"We paid off our 600 million rupee (six-million dollar) bank overdraft after getting an advance payment from television rights sold for the Indian tour," Sri Lanka Cricket (SLC) media manager Shane Fernando told AFP.
Fernando declined to reveal details, but local media reported that the Dubai-based Ten Sports, which holds the television rights for the tour, paid 50 percent of the 15.2 million dollar agreed for the tour.
India will play three Tests and five one-day internationals during the six-week visit, with the first Test starting on July 23.
India, with its vast cricket-crazy television audiences, is the commercial superpower of the sport contributing almost 70 percent of the game's worldwide revenues.
"India's biggest passion is cricket. It's an advertiser's dream market," said Jude de Valliere of the Colombo-based Right Angle Sports Marketing.

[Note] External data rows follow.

PR #10891, opened 2026-02-12
cat,comm,expand,unexpand: remove is_dir() pre-checks to let read() report errors

ChrisDryden:
This PR is based on the investigation of the read-error gnu test failures. Even though we correctly identify that the test is trying to use a directory we are failing the test because the error coming from the read function is different. This led me down the path to discover that we actually do not need to do additional stat checks to check if we are trying to read a directory because that is handled by read() and it is the expectation that we rely on the read() checks to provide the error message.

Every utility in this PR already had integration tests for validating that the error message matches the GNU error message and I have made them more exact by also validating error code and making it stderr_is instead of stderr_contains.

There will probably be two more PR's basically the same as this one for the other utilities

### DIFF
--- a/src/uu/cat/locales/en-US.ftl
+++ b/src/uu/cat/locales/en-US.ftl
@@ -16,7 +16,6 @@ cat-help-ignored-u = (ignored)
 
 # Error messages
 cat-error-unknown-filetype = unknown filetype: { $ft_debug }
-cat-error-is-directory = Is a directory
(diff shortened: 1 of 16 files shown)


ChrisDryden:
Hmm I have to figure out what to do for windows here, this is not defined behavior compared to GNU

ChrisDryden:
It looks like the fix here is to make the is_dir checks a windows only thing instead of removing it entirely

PR #10892, opened 2026-02-12
split: flush BufWriter before replacing to detect write errors

ChrisDryden:
This fixes an issue we have with our buffer writers where we do not flush the buffers before they are dropped which means that if there is an error when writing the buffers it will be suppressed. This change also adds the filename to the struct so that the error message is able to provide the file name to match the gnu implementation.

This should address the test `tests/split/split-io-err`

### DIFF
--- a/tests/by-util/test_split.rs
+++ b/tests/by-util/test_split.rs
@@ -2080,6 +2080,49 @@ fn test_split_non_utf8_additional_suffix() {
 }
 
 #[test]
+#[cfg(target_os = "linux")]
+fn test_split_write_error_dev_full_bytes() {
+    let (at, mut ucmd) = at_and_ucmd!();
+    at.symlink_file("/dev/full", "xaa");
+    ucmd.args(&["-b", "1"])
+        .pipe_in("ab")
+        .fails_with_code(1)
+        .stderr_contains("split: xaa: No space left on device");
+    assert!(at.symlink_exists("xaa"));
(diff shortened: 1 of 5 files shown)


tests/by-util/test_split.rs
```diff
@@ -4,7 +4,7 @@
 // file that was distributed with this source code.
 // spell-checker:ignore xzaaa sixhundredfiftyonebytes ninetyonebytes threebytes asciilowercase ghijkl mnopq rstuv wxyz fivelines twohundredfortyonebytes onehundredlines nbbbb dxen ncccc rlimit NOFILE
 
-use rand::{Rng, SeedableRng, rng};
```
ChrisDryden, line 7: I got a local clippy error for this, then I fixed it and now its failing in the CI? 🤔

ChrisDryden:
Its now passing the "tests/split/split-io-err" but the comment didn't succeed due to an issue with determining the prior gnu results

ChrisDryden:
The performance decline can probably be helped with this: https://github.com/uutils/coreutils/pull/10251

ChrisDryden:
I'm trying a new approach that combines the two PR's, one that reuses the bufwriter and one that handles the errors correctly, I can split them up but wanted to see if the performance degradation is still there

ChrisDryden:
Its a bit too much code, going to do the re-usable buffer PR before the GNU test fix PR, but just waiting to see the codspeed results

Issue #11466, opened 2026-03-23
tee: use splice and tee syscalls for performance


oech3:
Same with https://github.com/uutils/coreutils/issues/11454 .
We already use splice at `cat`. I believe using tee at tee is not too difficult.

oech3:
WIP: https://github.com/oech3/coreutils/commit/0a77f9a7a014a7951005371fb8b97e54eda4487d
error handlings are still bad.

PR #11818, opened 2026-04-15
tee: move fn copy to MultiWriter (preliminary for splice support)

oech3:
Needed for https://github.com/uutils/coreutils/issues/11466 since it needs raw fd.

Also
- move some comments to function's document itself
- update URL to Rust std to latest
- ~avoid raising buf size on espidf to avoid stack overflow (but is espidf really supported by uutils?)~ remove cfg for unsupported target


oech3:
it might still difficult to support splice() at current code base...

PR #11821, opened 2026-04-15
Rustix/remove unsafe libc

sylvestre:


xtqqczze:
It seems like this PR adds more unsafe than it removes...

chadbrewbaker:
I'm not a fan of depending on rustix when we can just make our own rustix style wrappers in uucore. 

Something like this:

```rust
use std::ffi::{CStr, CString};
use std::io;
use std::os::unix::io::{AsRawFd, BorrowedFd, FromRawFd, OwnedFd};
use std::path::Path;
use crate::sys::cvt;

/// A safe wrapper for 'openat'.
/// Ensures the file descriptor is owned and the path is null-terminated.
pub fn openat<P: AsRef<Path>>(
    dirfd: BorrowedFd<'_>,
    path: P,
    flags: i32,
    mode: libc::mode_t,
) -> io::Result<OwnedFd> {
    let c_path = CString::new(path.as_ref().as_os_str().as_bytes())?;
    let fd = unsafe {
        libc::openat(dirfd.as_raw_fd(), c_path.as_ptr(), flags, mode)
    };
    
    cvt(fd).map(|fd| unsafe { OwnedFd::from_raw_fd(fd) })
}

/// A safe wrapper for 'fstat'.
/// Provides a clean 'libc::stat' struct without manual pointer manipulation.
pub fn fstat(fd: BorrowedFd<'_>) -> io::Result<libc::stat> {
    // Safety: libc::stat is a Plain Old Data (POD) struct. 
    // Initializing it with zero is safe.
    let mut stat_buf: libc::stat = unsafe { std::mem::zeroed() };
    let res = unsafe { libc::fstat(fd.as_raw_fd(), &mut stat_buf) };
    
    cvt(res).map(|_| stat_buf)
}
```

src/uu/mkfifo/src/mkfifo.rs
```diff
@@ -48,7 +46,10 @@ pub fn uumain(args: impl uucore::Args) -> UResult<()> {
     };
 
     for f in fifos {
-        if mkfifo(f.as_str(), Mode::from_bits_truncate(0o666)).is_err() {
```
oech3, line 51: still nightly... https://doc.rust-lang.org/std/os/unix/fs/fn.mkfifo.html

xtqqczze: add a comment?

```rust
// TODO: feature(unix_fifo): use std::os::unix::fs::mkfifo
```

oech3:
@chadbrewbaker Please start removing `clap-rs` from uutils if you really want to remove `rustix` from dep and wrap every syscalls by unsafe `asm!` to provide same performance.

`rustix` is already dep of `clap-rs`. We have many performance drop with clap. So the contribution is reall helpful (if it is really possible).

xtqqczze:
I don't see the problem depending on `rustix`...

chadbrewbaker:
> I don't see the problem depending on `rustix`...

Like the Nix package include it violates the philosophy of a coreutils that it is a minimalist utility package. We need to own our use of system calls - not delegate this critical oversight to other projects. This project has been extremely useful in flushing out problems in both the Rust standard library and Rust libc bindings for various architectures.

oech3:
Maintainer of `libc`, `nix` and `rustix` are mostly maintainer of `std` too. Do you also suggest to remove `std` from uutils?

oech3:
I think this added `(os error N)` to `sync` and broke GnuTests by the reason. I'll investigate.

sylvestre:
done elsewhere

PR #11823, opened 2026-04-15
Replace more usages of nix

sylvestre:


chadbrewbaker:
Why is the nix crate even needed? That is a huge dependency.

sylvestre:
done elsewhere

PR #11826, opened 2026-04-15
unexpand: rename `uflag` to `utf8`

cakebaker:
This PR renames all uses of `uflag` to `utf8`. The name `uflag` is misleading because the variable is the inverse of the flag. I used the name `utf8` to match the name we use in `expand` for the same concept.


Alonely0:
makes sense. grepping the codebase I also got 6 occurrences in `id`. Wanna go for it as well?

cakebaker:
I would do it in a different PR, as there the name is not used in a misleading way.

PR #11830, opened 2026-04-15
tee: remove unused returned usize

oech3:


sylvestre:
i am surprised that the compiler or clippy didn't find it

oech3:
Maybe, rustc and clippy considers usize is used at `_` of `_ => Ok(()),`.

src/uu/tee/src/tee.rs
```diff
@@ -113,7 +113,7 @@ fn tee(options: &Options) -> Result<()> {
 /// Copies all bytes from the input buffer to the output buffer.
 ///
 /// Returns the number of written bytes.
```
cakebaker: A detail:
```suggestion
```

oech3: Thankyou! Applied.

cakebaker:
Thanks!

PR #11835, opened 2026-04-15
Revert "fix: replace apt with apt-get in scripts"

cakebaker:
This reverts commit 6f939edb72489770d3d6104c3c6a52a48540f65a.

It's an attempt to fix the Android job in the CI. My guess is that the job fails because of the switch from `apt` to `apt-get` as the following error shows up in the log:
```
CANNOT LINK EXECUTABLE "apt-get": library "liblz4.so.1" not found
```


sylvestre:
oups

xtqqczze:
> oups

it was a draft...

cakebaker:
I merged this PR myself to get the CI back to green.

PR #11837, opened 2026-04-15
cp, uucore: remove unused returned u64

### LINKED ISSUE #11836: uucore: fn copy_stream returns u64 which is not used at production
Used only at #[test] . We should remove it.

oech3:
Closes #11836


cakebaker:
Thanks!

PR #11620, opened 2026-04-03
head: splice fast-path for -c

oech3:
Closes #11491 . Needs `cat` from main for benchmark.
```
$ truncate -s 1PB huge
$ cat huge | target/debug/head -c 1P|pv>/dev/null
^C.5GiB 0:00:02 [38.7GiB/s]

$ target/release/head -c 200000000000 huge|pv>/dev/null
 186GiB 0:00:05 [37.2GiB/s]
```

[Edit] Fixes https://github.com/uutils/coreutils/issues/11777

PR #11844, opened 2026-04-15
uucore: splice fast-path for head -c & preliminary for dd, tail, split

### LINKED ISSUE #11777: head -c is incorrect with FUSE fs with fake stat
With bugfs provided at https://github.com/uutils/coreutils/issues/9609#issuecomment-3636584324 ,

"Any brand that associates itself with cricket is assured of a good return. Less affluent countries like Sri Lanka are not ashamed to cash in on India's financial muscle."
Sri Lankan cricket was not been short of sponsors after the island won its only World Cup under Arjuna Ranatunga's captaincy in 1996, but income has been running dry in recent times.
A major portion of the money that Sri Lanka Cricket, now headed by Ranatunga himself, earns these days is through sale of television rights to home internationals.
The SLC lost 11 million dollars when South Africa pulled out of a triangular one-day series in August 2006 after a bomb blast near the team hotel in Colombo.
India, the third team in the tri-series, stayed back to play one-day matches against Sri Lanka, but rain wiped out the hastily-arranged series.